Comparison of the effects of exogenous native phytochrome and in-vivo irradiation on in-vitro transcription in isolated nuclei from barley (Hordeum vulgare)

Abstract

In barley seedlings the transcription of genes coding for the light-harvesting chlorophyll a/b protein (LHCP) is stimulated and the transcription of genes coding for the NADPH-protochlorophyllide oxidoreductase (reductase) is repressed by light working via the phytochrome system. This phytochrome-mediated control of gene expression has been studied by monitoring in-vitro transcription in isolated nuclei. Two different experimental approaches have been used to elucidate the function of phytochrome (P_fr) during the transduction of the light signal. Concentrations of phytochrome were varied experimentally either by illuminating intact plants or macerated plant material prior to the isolation of nuclei or by adding purified phytochrome (P_fr) in its native 124-kDa form to the isolated nuclei. Our results indicate that there are at least two different steps involved in the phytochrome control of specific gene expression. (i) There is a rapid and transient change in the transcription rate which is saturated by very low levels of P_fr. (ii) There is a change in the duration and the maximum range of the transient change; this step requires relatively high P_fr concentrations and thus reacts very sensitively and rapidly to changes in P_fr levels as induced by secondary irradiations.

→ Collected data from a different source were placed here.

PR #3009, opened 2023-10-20
renderer: Implement texture replacement

Macdu:
Allows textures to be exported and imported on the fly using Vita3K. This allows texture packs to be created for games running using Vita3K.
There are two formats available for dumping textures:
- png, easier to handle because any image viewer/editor can view/edit it. However it has a few drawbacks: loosing texture quality because of compression and conversion to 8-bit per component format. This format also does not support mipmaps and cubemaps.
- dds, contains the raw texture (but if the raw texture was compressed, it will still be compressed in the dds file). it also supports mipmaps and cubemaps and more formats. But is harder to use (I basically need to use Gimp to look at the dumped textures).

It is possible to import textures using both the dds and png formats. In case both are present, the dds one will be preferred.

Texture exportation does not use any renderer (OpenGL/Vulkan) code and is completely rendering API agnostic. Texture importation works on both OpenGL and Vulkan (and most of the code is rendering API agnostic too).

textures are dumped to the shared folder / textures / export / game_id / hash.dds|png
Any texture in shared folder / textures / import / game_id / hash.dds|png will be imported provided the option is checked in the settings.

The options to enable importation/exportation and choose the export format are in the GPU tab of the settings.


Zangetsu38 (dismissed):

Macdu:
I improved the hashing function for texture dumping to never look at unsused pixels and corrected the streaming hash algorithm to use XXH3 instead of XXH64. The PR should be ready now.

EXtremeExploit (approved):

Zangetsu38 (approved):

This second step, but not the first one, could be triggered by the addition of purified oat phytochrome to a reconstituted nuclear system. This effect of purified phytochrome could only be shown if nuclei isolated from red-light (R)-irradiated seedlings were used. It was thus possible to simulate the effect of an in-vivo-applied second R pulse by the addition of P_fr to nuclei isolated from R-preirradiated plants.